**Description of the task:** Write out exactly the lines of the entries below, from the first through the line containing "- Run the Playwright", and nothing beyond them.

**Stored data:**
★ ★ ★ ★ ★ ★ ★
PR #40986, opened 2026-08-20
fix(ci): run Playwright E2E on GitHub Ubuntu

WH-2099:
## Summary

- Run the Playwright full-stack E2E job on the GitHub Ubuntu 24.04 image.
- Keep the standard Playwright system-dependency installation and the existing 15-minute step bound.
★ ★ ★ ★ ★ ★ ★
**Written solution:**
PR #40986, opened 2026-08-20
fix(ci): run Playwright E2E on GitHub Ubuntu

WH-2099:
## Summary

- Run the Playwright full-stack E2E job on the GitHub Ubuntu 24.04 image.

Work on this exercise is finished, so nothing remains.